• Try it
Once the line containing "- [ ] Make sure relevant errors are caught" has been printed, stop; print every line before it exactly, starting at the top of the material below.

• Dataset extract
Issue #110, opened 2015-01-26
Handle Errors Seamlessly


kbourgoin:
When the cluster reconfigures, like a leader moving to a different broker, the protocol implementation will raise an error. We need to be certain that both the cluster model and the active consumer/producer are updated.

  - [ ] Make sure relevant errors are caught
  - [ ] Update cluster model to reflect changes
  - [ ] Reconfigure active consumer or producer

emmett9001:
What are some cases that we'll need to handle here? I imagine these changes will look a bit like [this](https://github.com/Parsely/pykafka/blob/dd93ef3e5650c7236ae86a46c7708d53defd4a2b/kafka/pykafka/partition.py#L75). If partitions are always updating their own leaders, what else is there to do here? What are specific error cases that need to be caught?

kbourgoin:
My plan was to go through the error list [here](https://cwiki.apache.org/confluence/display/KAFKA/A+Guide+To+The+Kafka+Protocol#AGuideToTheKafkaProtocol-ErrorCodes) and handle the exception they'd throw in the broker.

The workflow I have in my head is:

  1. Try operation
  2. Catch exception we know how to handle
  3. Call `cluster.update()`
  4. Try again

This works great in a single-threaded environment. What's going to be hard is reasoning through where the locks need to be and what can go wrong in the worst cases.  I'm hoping a single cluster-wide lock to pause the whole thing while updating works, but I don't know for sure.  This hasn't gotten beyond the "vague idea" state for me.

emmett9001:
Related to https://github.com/Parsely/pykafka/issues/126

PR #142, opened 2015-04-17
Handle errors in consumer

emmett9001:
Related to https://github.com/Parsely/pykafka/issues/110

# Error Checklist
Some of these may be unnecessary, remove or comment if that's the case
- [x] Consumer OffsetOutOfRange
- [ ] Consumer InvalidMessage
- [x] Consumer UnknownTopicOrPartition
- [ ] Consumer InvalidMessageSize
- [ ] Consumer LeaderNotAvailable
- [ ] Consumer NotLeaderForPartition
- [ ] Consumer RequestTimedOut
- [ ] Consumer BrokerNotAvailable
- [ ] Consumer ReplicaNotAvailable
- [ ] Consumer MessageSizeTooLarge
- [ ] Consumer StaleControllerEpochCode
- [ ] Consumer OffsetMetadataTooLargeCode
- [ ] Consumer OffsetsLoadInProgressCode
- [ ] Consumer ConsumerCoordinatorNotAvailableCode
- [ ] Consumer NotCoordinatorForConsumerCode

### DIFF
--- a/pykafka/pykafka/protocol.py
+++ b/pykafka/pykafka/protocol.py
@@ -101,6 +101,11 @@ class Response(object):
                 clsname, response))
 
 
+class PartitionResponse(object):
+    def __init__(self, error):
+        self.error = error
+
+
 class Message(common.Message, Serializable):
     """Representation of a Kafka Message
 
@@ -605,7 +610,7 @@ class FetchRequest(Request):
         return output
 
 
-class FetchPartitionResponse(object):
+class FetchPartitionResponse(PartitionResponse):
     """Partition information that's part of a FetchResponse"""
     def __init__(self, max_offset, messages, error):
         """Create a new FetchPartitionResponse
@@ -613,9 +618,9 @@ class FetchPartitionResponse(object):
         :param max_offset: The offset at the end of this partition
         :param messages: Messages in the response
         """
+        super(FetchPartitionResponse, self).__init__(error)
         self.max_offset = max_offset
         self.messages = messages
-        self.error = error
 
 
 class FetchResponse(Response):
@@ -739,6 +744,18 @@ class OffsetRequest(Request):
                                  pnum, offsets_before, max_offsets)
                 offset += 16
         return output
+
+
+class OffsetPartitionResponse(PartitionResponse):
+    """Partition information that's part of an OffsetResponse"""
+    def __init__(self, offset, error):
+        """Create a new OffsetPartitionResponse
+
+        :param offset: The requested offset
+        :param error: The error code
+        """
+        super(OffsetPartitionResponse, self).__init__(error)
+        self.offset = offset
 
 
 class OffsetResponse(Response):
@@ -937,6 +954,16 @@ class OffsetCommitRequest(Request):
         return output
 
 
+class OffsetCommitPartitionResponse(PartitionResponse):
+    """Partition information that's part of an OffsetCommitResponse"""
+    def __init__(self, error):
+        """Create a new OffsetCommitPartitionResponse
+
+        :param error: The error code for this partition
+        """
+        super(OffsetCommitPartitionResponse, self).__init__(error)
+
+
 class OffsetCommitResponse(Response):
     """An offset commit response
 
@@ -1042,7 +1069,7 @@ class OffsetFetchRequest(Request):
         return output
 
 
-class OffsetFetchPartitionResponse(object):
+class OffsetFetchPartitionResponse(PartitionResponse):
     """Partition information that's part of an OffsetFetchResponse"""
     def __init__(self, offset, metadata, error):
         """Create a new OffsetFetchPartitionResponse
@@ -1050,9 +1077,9 @@ class OffsetFetchPartitionResponse(object):
         :param offset:
         :param metadata: arbitrary metadata that should be committed with this offset commit
         """
+        super(OffsetFetchPartitionResponse, self).__init__(error)
         self.offset = offset
         self.metadata = metadata
-        self.error = error
 
 
 class OffsetFetchResponse(Response):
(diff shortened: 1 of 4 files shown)


pykafka/pykafka/simpleconsumer.py
```diff
@@ -238,40 +247,49 @@ def fetch_offsets(self):
...
-        :type parts_by_error: dict {int: iterable}
+        :param res: a Response object containing partition responses
+        :type res: pykafka.protocol.Response
         :param handlers: mapping of error code to handler
         :type handlers: dict {int: callable(owned_partition, partition_response)}
         """
+        if handlers is None:
+            handlers = {}
+        error_handlers = dict(
+            self._default_error_handlers.items() + handlers.items())
```
kbourgoin: What happens if something is redefined?  Probably safer to do:
```python
error_handlers = self._default_error_handlers.clone()  # clone so updates don't suck
error_handlers.update(handlers)  # passed in ones override defaults
```

pykafka/pykafka/simpleconsumer.py
```diff
@@ -238,40 +247,49 @@ def fetch_offsets(self):
...
         for errcode, parts in parts_by_error.iteritems():
             for owned_partition, pres in parts:
-                if errcode in handlers:
-                    handlers[errcode](owned_partition, pres)
+                if errcode in error_handlers:
+                    error_handlers[errcode](owned_partition, pres)
+
+        self._reset_offsets(
+            [a[0] for a in
+             parts_by_error[OffsetOutOfRangeError.ERROR_CODE]])
```
kbourgoin: Why can't this be an error handler too?  Seems odd to have a dict of handlers and then this one as more special.

kbourgoin: If this can be made into a handler, then this whole function can be moved somewhere in pyafka/utils.  I'd happily use this in the producer stuff I've been working on.

pykafka/pykafka/simpleconsumer.py
```diff
@@ -292,9 +310,8 @@ def _reset_offsets(self, errored_partitions):
             reqs = [owned_partition.build_offset_request(self._auto_offset_reset)
```
kbourgoin: [nitpick] from a few lines above `owned_partitions_by_leader` is quite a mouthful.  It's not a long-lived variable so something simple like `by_partition` shortens the lines before and makes them easier to read through.

pykafka/pykafka/simpleconsumer.py
```diff
@@ -292,9 +310,8 @@ def _reset_offsets(self, errored_partitions):
...
                     for owned_partition in owned_partitions]
             response = broker.request_offset_limits(reqs)
-            for partition_id, offsets in response.topics[self._topic.name].iteritems():
-                owned_partition = self._partitions_by_id[partition_id]
-                owned_partition.set_offset(offsets[0])
+            error_handlers = {0: lambda op, pres: op.set_offset(pres.offset[0])}
```
kbourgoin: This isn't an error handler, it's a success handler.  I think that's an important distinction and might help clarify `_handle_partition_errors` if instead it's `_handle_partition_responses`.

pykafka/pykafka/simpleconsumer.py
```diff
@@ -317,14 +334,14 @@ def fetch(self):
...
                 error_handlers = {0: lambda op, pres: op.enqueue_messages(pres.messages)}
-                self._handle_partition_errors(parts_by_error, error_handlers)
-                self._reset_offsets(
-                    [a[0] for a in parts_by_error[OffsetOutOfRangeError.ERROR_CODE]])
+                self._handle_partition_errors(response, handlers=error_handlers)
             for owned_partition, _ in partition_reqs:
                 owned_partition.lock.release()
 
+    def _raise_error(self, error, info=""):
+        raise error(info)
```
kbourgoin: If the response handler is made generic, this can go with it to utils.

kbourgoin:
Overall this approach makes sense.  It still feels like a decent bit of indirection to me, though. I suppose if you're re-using a lot of handlers it ends up making sense.

pykafka/pykafka/simpleconsumer.py
```diff
@@ -238,40 +247,49 @@ def fetch_offsets(self):
...
-            owned_partition = self._partitions_by_id[partition_id]
-            partitions_by_error[pres.error].append((owned_partition, pres))
+        for topic_name in res.topics.keys():
+            for partition_id, pres in res.topics[topic_name].iteritems():
+                owned_partition = self._partitions_by_id[partition_id]
+                partitions_by_error[pres.error].append((owned_partition, pres))
         return partitions_by_error
 
-    def _handle_partition_errors(self, parts_by_error, handlers):
+    def _handle_partition_errors(self, res, handlers=None):
```
kbourgoin: What about: `def _handle_partition_response(self, res, success_callback, error_callbacks=None):`

Not sure I like naming them callback, but the point is to separate the success from error cases. This function can know that `0` is always success, but it's weird for the calling functions to have to know that as well.

pykafka/pykafka/simpleconsumer.py
emmett9001: This can't be  part of that handler dict because the handler function would involve appending these partitions to some shared sequence somewhere before calling `_reset_offsets`. More simply, `_reset_offsets` requires a list, which is at odds with the handler scheme. I suppose this could be moved into another function and the rest of `_handle_partition_errors` could be put in utils.

pykafka/pykafka/simpleconsumer.py
emmett9001: That's a fine point, though knowledge of specific error codes is sprinkled all over the place.

pykafka/pykafka/protocol.py
```diff
@@ -101,6 +101,11 @@ def raise_error(self, err_code, response):
                 clsname, response))
 
 
+class PartitionResponse(object):
```
emmett9001: This should go away. All of the classes that inherit from it should be converted to namedtuples. Functionally, it's the same thing, and it avoids the overhead of instantiating classes.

• Solved problem
Issue #110, opened 2015-01-26
Handle Errors Seamlessly


kbourgoin:
When the cluster reconfigures, like a leader moving to a different broker, the protocol implementation will raise an error. We need to be certain that both the cluster model and the active consumer/producer are updated.

  - [ ] Make sure relevant errors are caught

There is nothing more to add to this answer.